PR #1222, opened 2022-10-07
Insert partition without using sendfile dues to transfer limits

### LINKED ISSUE #1221: Inserted partition is too small
When a partition is inserted into a GPT image, the inserted partition **contents** does not match the contents of the inserted partition. The partition size is big enough, but the data copied in is too small. This can be triggered when either:

  * The `UsrOnly` option is set
  * The `Minimize` option is set
  * SquashFS is used

I've tracked this down to the use of `os.sendfile()` which is only transferring 2147479552 bytes (2GB - 1020KB). I then found [this bug](https://github.com/python/cpython/issues/79360), especially [this](https://github.com/python/cpython/issues/79360#issuecomment-1093804149) reply.

Test code below.

```python
from os import sendfile

f_in = open('testfile', 'r+b')
f_out = open('/dev/null', 'wb')
for size_gb in range(8):
    _ = f_in.seek(0)
    size_bytes = (size_gb+1) * 2 ** 30
    print(f'Truncated to {f_in.truncate(size_bytes)} bytes')
    size_bytes = sendfile(f_out.fileno(), f_in.fileno(), offset=0, count=size_bytes)
    print(f'Transferred  {size_bytes} bytes')
```

Test output.
```
Truncated to 1073741824 bytes
Transferred  1073741824 bytes
Truncated to 2147483648 bytes
Transferred  2147479552 bytes
Truncated to 3221225472 bytes
Transferred  2147479552 bytes
Truncated to 4294967296 bytes
Transferred  2147479552 bytes
Truncated to 5368709120 bytes
Transferred  2147479552 bytes
Truncated to 6442450944 bytes
Transferred  2147479552 bytes
Truncated to 7516192768 bytes
Transferred  2147479552 bytes
Truncated to 8589934592 bytes
Transferred  2147479552 bytes
```

This explains why I was getting issues with the verity partition data.

mcassaniti:
Fixes #1221 using `shutil.copyfileobj()`

### DIFF
--- a/mkosi/__init__.py
+++ b/mkosi/__init__.py
@@ -3665,7 +3665,15 @@ def insert_partition(
 
             # Without this the entire blob will be read into memory which could exceed system memory
             with open(path, mode='wb') as path_fp:
-                os.sendfile(path_fp.fileno(), blob.fileno(), offset=0, count=blob_size)
+                # Chunk size for 32/64-bit systems
+                # Chunking required because sendfile under Linux has a maximum copy size
+                chunksize = 2 ** 30 if sys.maxsize < 2 ** 32 else 0x7ffff000
+                offset = 0
+                while True:
+                    sent = os.sendfile(path_fp.fileno(), blob.fileno(), offset=offset, count=chunksize)
+                    if not sent:
+                        break
+                    offset += sent
 
     return part
 


behrmann:
Great find!

I think this is an ok change to merge, although it could maybe have a bit worse performance. `shutil.copyfileobj` is pretty simple code:
```python
def copyfileobj(fsrc, fdst, length=0):
    """copy data from file-like object fsrc to file-like object fdst"""
    if not length:
        length = COPY_BUFSIZE
    # Localize variable access to minimize overhead.
    fsrc_read = fsrc.read
    fdst_write = fdst.write
    while True:
        buf = fsrc_read(length)
        if not buf:
            break
        fdst_write(buf)
```
which is apparently frozen in time so as not to generate any backwards incompatibilities. There's `shutil.copyfile`, which under the hood tries to use `sendfile` if possible, but it only takes paths. Not wanting to use internal helper functions, I guess we could just do the chunking ourselves.

The CI failure is unrelated.

DaanDeMeyer:
What about calling sendfile in a loop? Shouldn't that be possible?

behrmann:
Yes, with an appropriate chunk size and counting up the starting point for sendfile and breaking if nothings send anymore (the return from sendfile is 0). That's what the fastcopy implementation in cpython does.

mcassaniti:
I've just pushed an update. To prove it actually works I've got the following test code below.

```python
from os import sendfile

f_in = open('test.in', 'x+b')
f_out = open('test.out', 'wb')
size = 8 * 2 ** 30
f_in.truncate(size)
for offset in range(0, size, 0x7ffff000):
    print(sendfile(f_out.fileno(), f_in.fileno(), offset=offset, count=0x7ffff000))
f_out.tell() == size


```

Output
```
2147479552
2147479552
2147479552
2147479552
16384
True
```

mkosi/__init__.py
```diff
@@ -3665,7 +3665,9 @@ def insert_partition(
 
             # Without this the entire blob will be read into memory which could exceed system memory
             with open(path, mode='wb') as path_fp:
-                os.sendfile(path_fp.fileno(), blob.fileno(), offset=0, count=blob_size)
+                # Chunking required because sendfile under Linux has a maximum copy size
+                for offset in range(0, blob_size, 0x7ffff000):
+                    os.sendfile(path_fp.fileno(), blob.fileno(), offset=offset, count=0x7ffff000)
```
behrmann, line 3670: Looking at the cpython implementation this seems to have overflow issues on 32bit architectures, which is why they choose either the file size as the block size or `2**30`, whichever is smaller.

mcassaniti: Is it the offset or the count that overflows under 32-bit? Either way I'm open to suggestions if you send me through an example.

behrmann: It's the [count](https://github.com/python/cpython/blob/main/Lib/shutil.py#L135)

behrmann: Exactly. I think going with a default block size of `0x7ffff000` is fine, since sendfile won't do more than that anyway, it only precludes automatically picking up a larger block size if sendfile ever starts doing that. I guess that's why they go with a larger block size in the first place. It only means you need to to the while loop and look at sendfile's return.

I think we should do the cap to `2**30` for 32 bit systems, too.

mcassaniti: Why not make our lives easier knowing that we can't send more than `0x7ffff000` bytes regardless of 32 or 64 bit architecture and just cap at `2**30`? The difference is about 1MiB (i.e.: a 1MiB inefficiency).

behrmann: Isn't the difference a factor of two and about 1GiB?

mcassaniti: You're right, it is about 1GiB. Whoops on my part. Looking harder I'm not convinced we need to set the count to `2**30` on 32-bit systems. It seems it just needs to be below `2**31- 1` for 32-bit.

From https://bugs.python.org/issue38319 which was mentioned in `_fastcopy_sendfile()`:

*I understand that the error comes from the 4th sendfile() parameter: "count". The C code (of the Linux implementation) uses the "n" format for Py_ssize_t: [Python/getargs.c](https://github.com/python/cpython/blob/master/Python/getargs.c) calls PyLong_AsSsize_t().*

*On a 64-bit system, it's less likely to reach Py_ssize_t maximum value (max = `2**63-1`), but it's easy to reach on a 32-bit system (max = `2**31-1`).*

mcassaniti: @behrmann Did you get a change to review further?

behrmann: Sorry forgot to answer. I guess we should err on the same size and mirror cpython here, e.g.
```python
chunksize = 0x7ffff000 if is_64bit() else 2**30
offset = 0
while True:
    sent = os.sendfile(path_fp.fileno(), blob.fileno(), offset=offset, count=chunksize)
    if not sent:
        break
    offset += sent
```
for some not yet existing function `is_64bit`

mkosi/__init__.py
```diff
@@ -3665,7 +3665,15 @@ def insert_partition(
 
             # Without this the entire blob will be read into memory which could exceed system memory
             with open(path, mode='wb') as path_fp:
-                os.sendfile(path_fp.fileno(), blob.fileno(), offset=0, count=blob_size)
+                # Chunk size for 32/64-bit systems
+                # Chunking required because sendfile under Linux has a maximum copy size
+                chunksize = 2 ** 30 if sys.maxsize < 2 ** 32 else 0x7ffff000
```
DaanDeMeyer, line 3670: Shouldn't this be `<=`?

mcassaniti: I copied this from the shutil code [here](https://github.com/python/cpython/blob/main/Lib/shutil.py#L138), but according to the official documentation it should really be `< 2 ** 31` since `sys.maxsize = 2 ** 31 - 1` for 32-bit systems (see [here](https://docs.python.org/3/library/sys.html#sys.maxsize)).

DaanDeMeyer (approved):

mcassaniti:
@DaanDeMeyer  Seems like were now good for a merge.

PR #1225, opened 2022-10-09
initrd can be versioned in Debian

bluca:
In Bookworm the initrd is installed with the same version suffix as the directory, for reasons. Check for both.


behrmann:
Generally LGTM, but would it maybe make more sense to *prefer* the versioned initrd if it exists? My thinking is that less information / less specific versions make me think more of fallback.

bluca:
> Generally LGTM, but would it maybe make more sense to _prefer_ the versioned initrd if it exists? My thinking is that less information / less specific versions make me think more of fallback.

sure, updated

behrmann (approved):

PR #1226, opened 2022-10-11
Copy also .git file for submodules

fwiesel:
To properly get the commit history of a submodule, we need the .git file pointing to the submodule
in the top-level git directory


mkosi/__init__.py
```diff
@@ -3303,6 +3303,12 @@ def copy_git_files(src: Path, dest: Path, *, source_file_transfer: SourceFileTra
         files |= {sm / x.decode("utf-8") for x in c.stdout.rstrip(b"\0").split(b"\0")}
         files -= submodules
 
+        # Add the .git submodule file well.
+        if source_file_transfer == SourceFileTransfer.copy_git_more:
+            fp = os.path.join(str(src / sm), ".git")
+            fr = fp[len(str(src))+1 :]
+            files.add(fr)
```
behrmann, line 3310: The first line of this block would be better as
```python
fp = src / sm / ".git"
```
but I gather you just want
```suggestion
            files.add(os.path.join(sm, ".git"))
```
or
```suggestion
            files.add(f"{sm}/.git")
```
no?

behrmann (changes requested):

mkosi/__init__.py
fwiesel: Ah, indeed. I went with the first suggestion.

mkosi/__init__.py
```diff
@@ -3303,6 +3303,10 @@ def copy_git_files(src: Path, dest: Path, *, source_file_transfer: SourceFileTra
         files |= {sm / x.decode("utf-8") for x in c.stdout.rstrip(b"\0").split(b"\0")}
         files -= submodules
 
+        # Add the .git submodule file well.
```
behrmann, line 3306:
```suggestion
        # Add the .git of the submodule as well.
```

mkosi/__init__.py
```diff
@@ -3303,6 +3303,10 @@ def copy_git_files(src: Path, dest: Path, *, source_file_transfer: SourceFileTra
...
+        if source_file_transfer == SourceFileTransfer.copy_git_more:
+            files.add(os.path.join(sm, ".git"))
```
behrmann, line 3308: Have you tested that this works for you? I just had a minute to look further up in the function and saw the dance we do to include the files in the `.git/` of the parent; so just to make sure, have you tested that the contents are included here?

fwiesel: Well, the dance above is necessary because it includes all the files in the `.git/` directory of the checkout, while I have a submodule, and that is just a single file pointing to a directory within the `.git/` directory already copied before.

I was trying to do a `pip install <path-to-submodule>` and that was breaking because it couldn't get the version from git.
With this change, it works.

mkosi/__init__.py
behrmann: Ah, right, submodule, nevermind then.

PR #1227, opened 2022-10-14
Don't cache bootloader installation

DaanDeMeyer:
bootctl might configure itself differently depending on what's on the rest of the system. If we run it as part of the cached image build, we're doing the installation with files missing that might influence the end result, so let's not do the installation as part of the cached image build.

We pass --quiet to avoid extra noise when doing incremental builds.


behrmann:
LGTM, but did you forget the `--quiet` or am I missing something?

DaanDeMeyer:
Ah no it didn't work, it's very new in bootctl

★ ★ ★ ★

When a line of the data holds the string "print", pick it out and copy it.

RESPONSE BELOW:
    print(f'Truncated to {f_in.truncate(size_bytes)} bytes')
    print(f'Transferred  {size_bytes} bytes')
    print(sendfile(f_out.fileno(), f_in.fileno(), offset=offset, count=0x7ffff000))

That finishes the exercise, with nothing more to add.